Complex Parser
Complex Parser is a powerful Python package designed to streamline the process of data extraction from JSON-like structures while also enriching the extracted data with synonym retrieval capabilities. Whether you're working with complex nested JSON data or simple dictionaries, this package provides a flexible and intuitive solution for extracting specific data elements based on user-defined format keys, all while expanding the semantic richness of your data through synonym retrieval.
Features
- Structured Data Extraction: Extract specific data elements from nested JSON-like structures based on user-specified format keys.
- Customizable Format Keys: Define format keys to precisely target the data elements you need, making it adaptable to a wide range of data structures.
- Efficient Data Parsing: Utilizes efficient algorithms to parse through the data and extract relevant information with minimal computational overhead.
- Thread Based chuncking: Utilises threads to quickly sort through larger data sets.
Synonym Retrieval
- Semantic Enrichment: Enhance the semantic richness of your data by retrieving synonyms for key terms using both WordNet and custom synonym lists.
- Flexible Synonym Loading: Load additional synonyms from custom lists to expand the synonym pool for specific terms, allowing for fine-tuned control over synonym retrieval.
Ease of Use
- Simple Integration: Integrate seamlessly into your Python projects with an intuitive interface and straightforward usage.
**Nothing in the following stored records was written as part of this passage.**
PR #1223, opened 2023-03-14
[ARCTIC-1167][core][hive] fix Trash for restoring deleted files

### LINKED ISSUE #1167: [Feature]: Support move files to `Trash` when deleting files and restore files from `Trash` later
### Description

We should introduce a new feature to improve table security in the situation of deleting files, like snapshots expiration, and orphan files clean, making it easy to restore files when they are deleted by mistake.

### Use case/motivation

When files are deleted by mistake, whether they are metadata files or data files, it will cause serious problems for the iceberg table, like loading table errors or reading/writing errors.

And also, it's very difficult to recover the table from the abnormal state above; sometimes, restoring the files is the only way to recover the table.

### Describe the solution

1. We should introduce a new feature of Trash to restore deleted files
2. The `Trash` is an optional config for each Table
3. When deleting files of a table with `Trash` enabled, files are supposed to be moved to a specific directory, instead of deleted directly from the file system;  the `Trash` directory is also a config for each Table
4. We can restore deleted files from `Trash` when needed
5. The `Trash` directory is cleaned periodically with an expiration time by AMS

Get more details from the doc https://docs.google.com/document/d/1CYBb2u9KmhTcBVy-uUn_Lifu3osNnAgSkiD20LQhmko/edit#heading=h.74a2yp1p0du8

### Subtasks

_No response_

### Related issues

_No response_

### Code of Conduct

wangtaohz:

fix #1167, add some hot-fix

## Brief change log

  - make TableTrashManager serializable
  - fix the ArcticHadoopFileIO cast error for hive sync
  - moving the file to Trash should overwrite the file that already exists
  - remove useless ArcticFileIoDummy

## How was this patch tested?

## Documentation


zhoujinsong (approved):
LGTM.

PR #1228, opened 2023-03-15
[ARCTIC-1227] should not be case sensitive when reading the hive upgrade table schema

### LINKED ISSUE #1227: [Bug]: should not be case sensitive when reading the hive upgrade table schema
### Search before asking

optimize after upgrading the arctic table will fail if the case of the field names in the hive table schema and the parquet schema do not match
### How should we improve?
should not be case sensitive when reading the hive upgrade table schema

_No response_

### Subtasks

_No response_

### Code of Conduct

hameizi:

resolve #1227 

## Brief change log

Case differences are ignored when matching parquet file schema and namemapping

## How was this patch tested?

## Documentation

### DIFF
--- a/hive/pom.xml
+++ b/hive/pom.xml
@@ -123,6 +123,7 @@
                 <configuration>
                     <includes>
                         <include>**/ArcticHiveTestMain.java</include>
+                        <include>**/TestAdaptHiveReadConf.java</include>
                     </includes>
                 </configuration>
             </plugin>
--- a/hive/src/test/java/org/apache/iceberg/parquet/TestAdaptHiveReadConf.java
+++ b/hive/src/test/java/org/apache/iceberg/parquet/TestAdaptHiveReadConf.java
@@ -18,33 +18,149 @@
 
 package org.apache.iceberg.parquet;
 
-import com.google.common.collect.Lists;
-import org.apache.iceberg.mapping.MappedField;
-import org.apache.iceberg.mapping.MappedFields;
+import java.util.concurrent.atomic.AtomicInteger;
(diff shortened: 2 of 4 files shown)


shidayang (approved):

hive/src/test/java/org/apache/iceberg/parquet/TestAdaptHiveReadConf.java
```diff
@@ -0,0 +1,50 @@
...
+import org.apache.parquet.schema.PrimitiveType;
+import org.apache.parquet.schema.Type;
+import org.apache.parquet.schema.Types;
+import org.junit.Assert;
+import org.junit.Test;
+
+public class TestAdaptHiveReadConf {
+
+  @Test
+  public void testConvertNameMapping() {
```
zhoujinsong, line 35: We may add more struct types in test cases like struct, map, and array.

hive/pom.xml
```diff
@@ -123,6 +123,7 @@
                 <configuration>
                     <includes>
                         <include>**/ArcticHiveTestMain.java</include>
+                        <include>**/TestAdaptHiveReadConf.java</include>
```
zhoujinsong, line 126: Or we can add this new test case to the `ArcticHiveTestMain` suit?

hive/src/test/java/org/apache/iceberg/parquet/TestAdaptHiveReadConf.java
hameizi: added in new commit

PR #1248, opened 2023-03-17
FlinkOptimizer automatically retries after failover 

Sixkd:
# Background
https://github.com/NetEase/arctic/issues/725
When a optimize task is executed by optimizer, changes (such as failover, attempt or manual restart) occur, and the optimizing process is interrupted. The ams does not know about the interrupts. The ams changes the optimize status to failed and tries again after the merger task times out,delaying the optimize task 

# Goals
For Flink-external optimzer ,ams cans know that the optimizer has experienced a state change (such as failover, attempt or manual restart), and promptly sets the previous optimize process to fail and retries, reducing latency

# Non-goals
Optimizer other than Flinks-external-Optimzer

# Overall Design
The Reporter class of flink-optimizer  and AMS heartbeat processing

# Implementation Plan
Flink-external-optimizer
1、Flink-optimizer args adds flink api's url prefix
2、Get the last_modification via flink's rest api and report the last_modification to ams via heartbeat as a status identification

AMS-OptimizerService.checkOptimizerRetry
1、If the newReportData status identification exists and the new and old status identification is inconsistent, the status of the optimzer has changed
2、Obtain the optimizer-id and query the task with create_time smaller than last_modification being executed by the optimzer. Set the task to failed
3、Update OptimizerState

# Test Plan
Restart flink-optimzer. Observe that the task corresponding to optimize_task is set to failed because the optimizer job has occurred retry.

# Compatibility, Deprecation, and Migration Plan
This parameter is valid only for flink tasks with a rest-prefix and a specified id in the args


ams/ams-server/src/main/java/com/netease/arctic/ams/server/service/impl/OptimizerService.java
```diff
@@ -226,5 +236,52 @@ private Optimizer fillContainerType(Optimizer optimizer) {
...
+      try (SqlSession sqlSession = getSqlSession(true)) {
+        OptimizeTasksMapper optimizeTasksMapper = getMapper(sqlSession, OptimizeTasksMapper.class);
+        //Gets the task in execution of the optimizer
+        List<BaseOptimizeTask> baseOptimizeTasks = optimizeTasksMapper
+                .selectOptimizeTasksByJobIDAndStatus(optimizerId, OptimizeStatus.Executing.name());
+        for (BaseOptimizeTask baseOptimizeTask : baseOptimizeTasks) {
+
+          //Since optimzer may poll tasks before heartbeat,
+          //only tasks whose createtime is less than status Identification are set to fail
+          if (baseOptimizeTask.getCreateTime()  < Long.parseLong(statusIdentification)) {
```
wangtaohz: Checking `create time of task` < `last modify time of optimizer` is not safe, I recommend checking `execute time of task` < `last modify time of optimizer`.

We can get the execute time of task by 
```
OptimizeTaskItem optimizeTask = XXX;
optimizeTask.getOptimizeRuntime().getExecuteTime();
```

wangtaohz (changes requested):
@Sixkd Thanks for your contribution. I have left some comments, please take a look.

wangtaohz:
I am wondering if there is a simpler and more general way to get the `last-modification` time of the flink job instead of the REST API of yarn.

For example, we can keep the time when `FlinkReporter` is created, like 
```
  private long createTime;

  public FlinkReporter(BaseTaskReporter taskReporter, BaseToucher toucher, OptimizerConfig optimizerConfig) {
    this.taskReporter = taskReporter;
    this.toucher = toucher;
    this.heartBeatInterval = optimizerConfig.getHeartBeat();
    this.createTime = System.currentTimeMillis();
  }

```

then we can use the `createTime` of `FlinkReporter` as the `last-modification`, since there is only one `FlinkReporter` instance for a flink job.

Do you think it's practicable? @Sixkd

ams/ams-server/src/main/java/com/netease/arctic/ams/server/service/impl/OptimizerService.java
```diff
@@ -132,8 +142,8 @@ public void updateOptimizerState(OptimizerStateReport reportData) throws NoSuchO
         } else {
           stateInfo = reportData.optimizerState;
         }
-        optimizerMapper.updateOptimizerState(reportData.optimizerId, factory.serialize(instance),
-            stateInfo, TableTaskStatus.RUNNING.name());
+        optimizerMapper.updateOptimizerState(reportData.optimizerId, optimizerinstance,
```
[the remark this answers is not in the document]
hameizi: Yes, for external optimizer we don't store optimizerinstance

optimizer/src/main/java/com/netease/arctic/optimizer/flink/FlinkReporter.java
```diff
@@ -36,9 +36,18 @@ public class FlinkReporter extends AbstractStreamOperator<Void>
...
   public static final String STATE_JOB_ID = "flink-job-id";
 
+  private static final String JOB_OVERVIEW_REST_API = "/jobs/overview";
+
+  private static final String HIGH_AVAILABILITY_CLUSTER_ID = "high-availability.cluster-id";
+
+  private static final String STATUS_IDENTIFICATION = "status_identification";
+
+  private static final String LAST_MODIFICATION = "last-modification";
+
```
wangtaohz, line 46: `JOB_OVERVIEW_REST_API` `HIGH_AVAILABILITY_CLUSTER_ID` `LAST_MODIFICATION` are useless, we should remove them.

optimizer/src/main/java/com/netease/arctic/optimizer/flink/FlinkReporter.java
```diff
@@ -36,9 +36,18 @@ public class FlinkReporter extends AbstractStreamOperator<Void>
...
   private final BaseTaskReporter taskReporter;
   private final BaseToucher toucher;
   private final long heartBeatInterval;
+  private long createTime;
```
wangtaohz, line 50: The field `createTime` may be `final`.
It's better to refactor the constructors to 
```
  public FlinkReporter(BaseTaskReporter taskReporter, BaseToucher toucher, OptimizerConfig optimizerConfig) {
    this.taskReporter = taskReporter;
    this.toucher = toucher;
    this.heartBeatInterval = optimizerConfig.getHeartBeat();
    this.createTime = System.currentTimeMillis();
  }

  public FlinkReporter(OptimizerConfig config) {
    this(new BaseTaskReporter(config), new BaseToucher(config), config);
  }
```

wangtaohz (commented):
I left some comment, please take a look @Sixkd

wangtaohz (approved):
LGTM.

Issue #1241, opened 2023-03-16
[Subtask]: Change the Arctic source splits discovery and assigning thread model


YesOrNo828:
### Search before asking

- [X] I have searched in the [issues](https://github.com/NetEase/arctic/issues?q=is%3Aissue) and found no similar issues.

### Description

Currently, there are two threads that operate the ConcurrentHashMap `readersAwaitingSplit`, one thread iterates the map and removes an entry via readersAwaitingSplit.entrySet().iterator().remove(), and the other thread puts an entry into the map. These threads may operate the same key. So conflicts may happen.

I'm going to change the async thread model to the synchronous thread model and discard the scheduled thread. It would improve the speed at which readers fetch splits.

### Parent issue

#1230 

### Are you willing to submit PR?

- [X] Yes I am willing to submit a PR!

### Code of Conduct

- [X] I agree to follow this project's [Code of Conduct](https://www.apache.org/foundation/policies/conduct)

PR #1251, opened 2023-03-20
[ARCTIC-1241] Change the Arctic source splits discovery and assigning thread model

YesOrNo828:

fix: #1241 
## Brief change log

  - *Change the ShuffleSplitAssigner's on discovery and waiting to assign splits to readers logic*
  - *The flink 1.1, 1.14, and 1.15 versions are affected.*
  - *Add the static and continuous splits assigned UTs*

## How was this patch tested?

## Documentation


flink/v1.12/flink/src/main/java/com/netease/arctic/flink/read/hybrid/assigner/SplitAssigner.java
```diff
@@ -35,8 +37,11 @@ default void open() {
 
   Optional<ArcticSplit> getNext();
```
zhoujinsong, line 38: Should we change the result type of this method too?

YesOrNo828: Yes, I return a `Split` instead of `Optional<ArcticSplit>`

YesOrNo828:
@zhoujinsong  I mainly change the getNext API in the SplitAssigner class.

zhoujinsong (approved):
LGTM.

Issue #1233, opened 2023-03-16
[Improvement]:  arctic sink task can't restore from checkpoint after modify sink parallelism


Aireed:
### Search before asking

- [X] I have searched in the [issues](https://github.com/NetEase/arctic/issues?q=is%3Aissue) and found no similar issues.

### What would you like to be improved?

In some production scenarios, the failure to account for traffic bursts leads to backpressure of tasks at a certain time. We need to increase the concurrency of tasks to solve this problem. Currently it is not possible to recover from checkpoint due to the way the state is implemented.

### Are you willing to submit PR?

- [ ] Yes I am willing to submit a PR!

### Code of Conduct

- [X] I agree to follow this project's [Code of Conduct](https://www.apache.org/foundation/policies/conduct)

YesOrNo828:
![image](https://user-images.githubusercontent.com/6017591/227157446-3aa84c30-f416-4ec1-a606-e694cd4a46b0.png)
Thanks, @Aireed for mentioning this improvement. I met this exception after reducing or increasing the config option `sink. parallelism` and then restoring the flink job from a checkpoint.

PR #1275, opened 2023-03-24
[ARCTIC-1233] Arctic filestore write task can't been restored from checkpoint after modifying the sink parallelism

YesOrNo828:

fix: #1233 

This patch #1010 has changed the txId generation rule, the flink writer operator doesn't need to fetch a transaction with a checkpoint before committing a snapshot from AMS. Then, the checkpoint no longer needs to be generated and maintained in the state.

## Brief change log

  - *Remove the useless code in the file writer operator*
  - *Remove the state which contains a checkpoint in the file writer operator*
  - *The flink 1.12, 1.14, and 1.15 versions are affected.*

## How was this patch tested?

## Documentation


zhoujinsong (approved):
LGTM.

Issue #1277, opened 2023-03-24
[Bug]: corresponding the actual arctic table schema and flink table schema when using flink datastream API


YesOrNo828:
### What happened?

```
DataStreamSink<?> ds = FlinkSink
          .forRowData(dataStream)
          .table(table)
          .flinkSchema(flinkTable.getSchema())
          .tableLoader(tableLoader)
          .overwrite(overwrite)
          .build();
```
When the flinkSchema is out-of-order with the arctic table schema, the arcticWriter may get a wrong field value to write into the arctic.

[FlinkTaskWriterBuilder.java](https://github.com/NetEase/arctic/blob/6af772f5f403c9a5c416d7746de5331a44bd9d81/flink/v1.12/flink/src/main/java/com/netease/arctic/flink/write/FlinkTaskWriterBuilder.java#L180):
flinkSchemaWithMeta can not be convert from arctic table schema, instead of flink table schema.
```
Schema selectSchema = TypeUtil.reassignIds(
        FlinkSchemaUtil.convert(FlinkSchemaUtil.toSchema(flinkSchema)), keyedTable.baseTable().schema());
    Schema changeSchemaWithMeta = SchemaUtil.changeWriteSchema(keyedTable.baseTable().schema());
    RowType flinkSchemaWithMeta = FlinkSchemaUtil.convert(changeSchemaWithMeta);

    OutputFileFactory outputFileFactory = new CommonOutputFileFactory(keyedTable.changeLocation(),
        keyedTable.spec(), fileFormat, keyedTable.io(), keyedTable.baseTable().encryption(), partitionId,
        taskId, transactionId);
    FileAppenderFactory<RowData> appenderFactory = TableTypeUtil.isHive(table) ?
        new AdaptHiveFlinkAppenderFactory(changeSchemaWithMeta, flinkSchemaWithMeta,
            keyedTable.properties(), keyedTable.spec()) :
        new FlinkAppenderFactory(
        changeSchemaWithMeta, flinkSchemaWithMeta, keyedTable.properties(), keyedTable.spec());
```

### Affects Versions

master

### What engines are you seeing the problem on?

Flink

### How to reproduce

Using Flink Datastream Api write data into the arctic table;
Define a flink schema that is out-of-order with the arctic table schema, for example, the flink table fields size is more than the arctic table fields size;

### Relevant log output
![image](https://user-images.githubusercontent.com/6017591/227512824-487d66e0-f735-427f-91b4-16d002e7f51e.png)
[...]

PR #1297, opened 2023-03-29
[ARCTIC-1277] Support writing partial and out-of-order field data into mixed format tables

YesOrNo828:

fix: #1277 

Due to initiating a task writer with an incorrect schema when writing partial field data into a mixed format table, task writers will have a field type cast exception.
For example: 
```
Arctic Table Schema:
id int,
name string,
age,
opt timestamp

Flink Table Schema:
age,
id,
opt timestamp
```
Flink task only writes three field data into an arctic table and also the order of fields is different from the arctic table's fields.
## Brief change log

  - *Modify the correct schema in the FlinkTaskWriterBuilder class*
  - *The flink 1.12, 1.14, and 1.15 versions are affected.*
  - *Add the mixed-hive and mixed-iceberg table writing and reading tests*

## How was this patch tested?

## Documentation


shidayang (approved):

shidayang:
LGTM

YesOrNo828:
This patch contains a partial-update feature which needs a proposal, so close it.

PR #1488, opened 2023-05-30
[Refactor-AMS] Fix TableRuntime recreate

HuangFru:
TableRuntime will recreate and persistent to DB if the optimizer group is not set correctly.

## Brief change log

  - *Make sync table do as transaction*
  - *Add a unique key for table runtime with table name, DB name and catalog name.*

## How was this patch tested?

## Documentation


ams/server/src/main/resources/mysql/ams-mysql-init.sql
```diff
@@ -118,7 +118,8 @@ CREATE TABLE `table_runtime`
     `optimizer_group`               varchar(64) NOT NULL,
     `table_config`                  mediumtext,
     `optimizing_config`             mediumtext,
-    PRIMARY KEY (`table_id`)
+    PRIMARY KEY (`table_id`),
+    UNIQUE KEY `table_index` (`catalog_name`,`db_name`,`table_name`)
```
zhoujinsong, line 122: add unique index for debery  init sql too.

PR #1490, opened 2023-05-30
[ARCTIC-1385][Bug]: fix transaction and action fields value error

### LINKED ISSUE #1385: [Bug]: The column ‘_transaction_id’ and '_change_action' will be null when querying change table with spark
### What happened?

The column ‘_transaction_id’ and '_change_action' will be null when querying change table

### Affects Versions

0.4.1

Spark

### How to reproduce

Using spark to query change table with ‘_transaction_id’  '_change_action' columns. 
such as:
`select _transaction_id, _change_action from {tableName}.change`

### Relevant log output

_No response_

### Anything else

_No response_

### Code of Conduct

baiyangtx:
 
fix #1385 
 
## Brief change log

- Add class ArcticChangeTableScan which extend Iceberg  DataTableScan.
- Add class ArcticManifestGroup which extend iceberg ManifestGroup
- Use ArcticChangeTableScan instead of BasicChangeTableIncreamentScan
- Remove BasicChangeTableIncreamentScan

## How was this patch tested?

 

core/src/main/java/org/apache/iceberg/ArcticChangeTableScan.java
```diff
@@ -0,0 +1,178 @@
...
+    super(ops, table, schema, context);
+  }
+
+  @Override
+  public ArcticChangeTableScan useSnapshot(long scanSnapshotId) {
+    super.useSnapshot(scanSnapshotId);
+    Schema snapshotSchema = SnapshotUtil.schemaFor(table(), scanSnapshotId);
+    return newRefinedScan(
+        tableOps(), table(), snapshotSchema, context().useSnapshotId(scanSnapshotId));
+  }
```
shidayang, line 54: This method is the same as super class, May be don't need to rewrite

core/src/main/java/org/apache/iceberg/ArcticManifestGroup.java
```diff
@@ -0,0 +1,105 @@
...
+  ArcticManifestGroup scanMetrics(ScanMetrics metrics) {
+    super.scanMetrics(metrics);
+    return this;
+  }
+
+  @Override
+  ArcticManifestGroup ignoreDeleted() {
+    super.ignoreDeleted();
+    return this;
+  }
```
shidayang, line 69: These method don't need to rewrite

shidayang (changes requested):

core/src/main/java/org/apache/iceberg/ArcticManifestGroup.java
```diff
@@ -0,0 +1,105 @@
...
+import java.util.Map;
+
+public class ArcticManifestGroup extends ManifestGroup {
+
+  ArcticManifestGroup(FileIO io, Iterable<ManifestFile> dataManifests, Iterable<ManifestFile> deleteManifests) {
+    super(io, dataManifests, deleteManifests);
+  }
+
+  @Override
+  ArcticManifestGroup caseSensitive(boolean newCaseSensitive) {
```
zhoujinsong, line 36: What is the reason to override these methods if we just call the super method?

core/src/main/java/org/apache/iceberg/ArcticManifestGroup.java
```diff
@@ -0,0 +1,105 @@
...
+    return plan(ArcticManifestGroup::createContentFileWithSequence);
+  }
+
+  private static CloseableIterable<ContentFileScanTaskWithSequence> createContentFileWithSequence(
+      CloseableIterable<ManifestEntry<DataFile>> entries, TaskContext ctx) {
+    return CloseableIterable.transform(
+        entries,
+        entry -> {
+          DataFile dataFile = entry.file().copy(ctx.shouldKeepStats());
+          return new ContentFileScanTaskWithSequence(dataFile, entry.fileSequenceNumber());
```
zhoujinsong, line 82: we may use the data sequence number rather than file sequence number?

zhoujinsong: Besides,  is the data sequence number value would be null if the entry status is `ADD`?

core/src/main/java/org/apache/iceberg/ArcticManifestGroup.java
```diff
@@ -0,0 +1,105 @@
...
+        });
+  }
+
+
+  public static class ContentFileScanTaskWithSequence implements ScanTask {
```
zhoujinsong, line 87: Can you simplify the class name to make it consist of 3/4 word?

core/src/main/java/org/apache/iceberg/ArcticManifestGroup.java
baiyangtx: the return type is different. if we don't overwrite the method, the chain call is not available

core/src/main/java/org/apache/iceberg/ArcticManifestGroup.java
baiyangtx: the return type is different. if we don't overwrite the method, the chain call is not available.

core/src/main/java/org/apache/iceberg/ArcticManifestGroup.java
baiyangtx: the entry's file seq inherit from mainfest list if the status is ADDED

baiyangtx: > we may use the data sequence number rather than file sequence number?

The code I refactored used the file seq num, what's the different?

zhoujinsong (approved):
LGTM.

- Comprehensive Documentation: Detailed documentation and examples provided for easy reference and quick integration into your projects.
Installation
You can install Complex Parser via pip:
pip install complex-parser
Usage:
Here's a simple example demonstrating how to use the package
from complex_parser import extract_data
data = {
"people":[
{
"name": "John",
"age": 30,
"address": {
"road": "123 Main St",
"city": "Anytown"
}
},
{
"name": "Joshua",
"age": 3100,
"address": {
"road": "657 Loud St",
"city": "Basictown",
"landmark": "Town Square"
}
},
{
"name": "John",
"age": 30,
"location": {
"road": "8474 Main St",
"city": "None"
}
},
{
"fullname": "Job",
"age": 27,
"destination": {
"road": "8474 John's St",
"city": "London"
}
},
{
"unknown": "Job",
"age": 27,
"destination": {
"road": "8474 John's St",
"city": "London"
}
}
]
}
format_keys = ["name", "address"]
load_lists= {
"address":[
"location"
],
"name": [
"fullname"
]
}
extracted_data = extract_data(data=data, format_keys=format_keys,load_lists=load_lists)
print(extracted_data)
results:
[{'name': 'John', 'age': 30, 'address': {'road': '123 Main St', 'city': 'Anytown'}}, {'name': 'Joshua', 'age': 3100, 'address': {'road': '657 Loud St', 'city': 'Basictown', 'landmark': 'Town Square'}}, {'name': 'John', 'age': 30, 'location': {'road': '8474 Main St', 'city': 'None'}}, {'fullname': 'Job', 'age': 27, 'destination': {'road': "8474 John's St", 'city': 'London'}}]
License:
This project is licensed under the Mozilla Public License Version 2.0 - see the LICENSE file for details.
Contributing
Contributions are welcome! Please feel free to submit bug reports, feature requests, or pull requests on the GitHub repository.